Excuse me while I laugh myself to death.


----------



## Draconas (Oct 26, 2010)

Asswings said:


> Judging by this OP I'm gonna believe the mods.


 
wouldnt you be pissed if your banned for being in a relationship? its freaking retarded


----------



## SnowFox (Oct 26, 2010)

That is pretty outrageous, but you have to see it from the mod's point of view.

It's only you, I mean why not? if your finger is already over the ban button you might as well.

No harm done.


----------



## Smelge (Oct 26, 2010)

Actually, doing a little digging, it appears your boyfriend was banned for one reason or another, but had back-up accounts. You knew about these accounts but lied about him having them, meaning you helped him evade bans, which is sort of against the rules. So no, I think you got what was coming.


----------



## redfoxnudetoons (Oct 26, 2010)

Smelge said:


> You knew about these accounts but lied about him having them, meaning you helped him evade bans, which is sort of against the rules.


 
That's going for quite a stretch....


----------



## Draconas (Oct 26, 2010)

Smelge said:


> Actually, doing a little digging, it appears your boyfriend was banned for one reason or another, but had back-up accounts. You knew about these accounts but lied about him having them, meaning you helped him evade bans, which is sort of against the rules. So no, I think you got what was coming.


 
excuse me but no one ever asked me about him ban evading, i would've happily handed them over THEN


----------



## Smelge (Oct 26, 2010)

redfoxnudetoons said:


> That's going for quite a stretch....


 
Thank you. I exercise regularly. Thought I don't know how this is relevant.


----------



## Verin Asper (Oct 26, 2010)

Draconas said:


> excuse me but no one ever asked me about him ban evading, i would've happily handed them over THEN


 doesnt change anything if on one account he got banned, then came onto another account and got banned in a cycle. Thats why you were listed as an accomplice as you did know


----------



## Jude (Oct 26, 2010)

There are two sides to every story...
I'm not making any judgments... yet.


----------



## Grimfang (Oct 26, 2010)

Just curious: Did you try talking to the mods before storming in here, calling them dipshits? Or is this actually your appeal?


----------



## Smelge (Oct 26, 2010)

Grimfang said:


> Just curious: Did you try talking to the mods before storming in here, calling them dipshits? Or is this actually your appeal?


 
Take a wild guess...


----------



## Draconas (Oct 26, 2010)

Grimfang said:


> Just curious: Did you try talking to the mods before storming in here, calling them dipshits? Or is this actually your appeal?


 
oh i sent an email, before i came here, then i came here to vent


----------



## Smelge (Oct 26, 2010)

Draconas said:


> oh i sent an email, before i came here, then i came here to vent


 
Uh huh.

So you also ignored the rules about not talking openly about bans or appeals on the forum as well?
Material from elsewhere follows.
PR #2173, opened 2025-12-01
fix: install/use proper deps for check-ca-certs task

joelmccoy:
## Description

Fixes failed runs for check-ca-certs nightly workflow. See [example](https://github.com/defenseunicorns/uds-core/actions/runs/19809497884/job/56749064699#step:4:16).  The issue is that the deps aren't install in the github action workflow and that the task was using the top level package.json instead of the local script directory.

You don't seem to have got the knack of these Rule thingies, do you?


----------



## Draconas (Oct 26, 2010)

Smelge said:


> Uh huh.
> 
> So you also ignored the rules about not talking openly about bans or appeals on the forum as well?
> 
> You don't seem to have got the knack of these Rule thingies, do you?


 

why should i play legally when i got banned for being in a relationship with conner? its kinda bullshit. i didnt do a fucking thing and im banned for "user harassment" excuse me, but who did i harass before comming here? not a person, i was being harassed though wintertwwolf got suspended when i play legally when he kept making harassing journals


----------



## Smelge (Oct 26, 2010)

You still aided ban evasion. You could have taken it up with mods and argued your case. Instead, you have stomped in, guns blazing and pretty likely ruined that chance completely.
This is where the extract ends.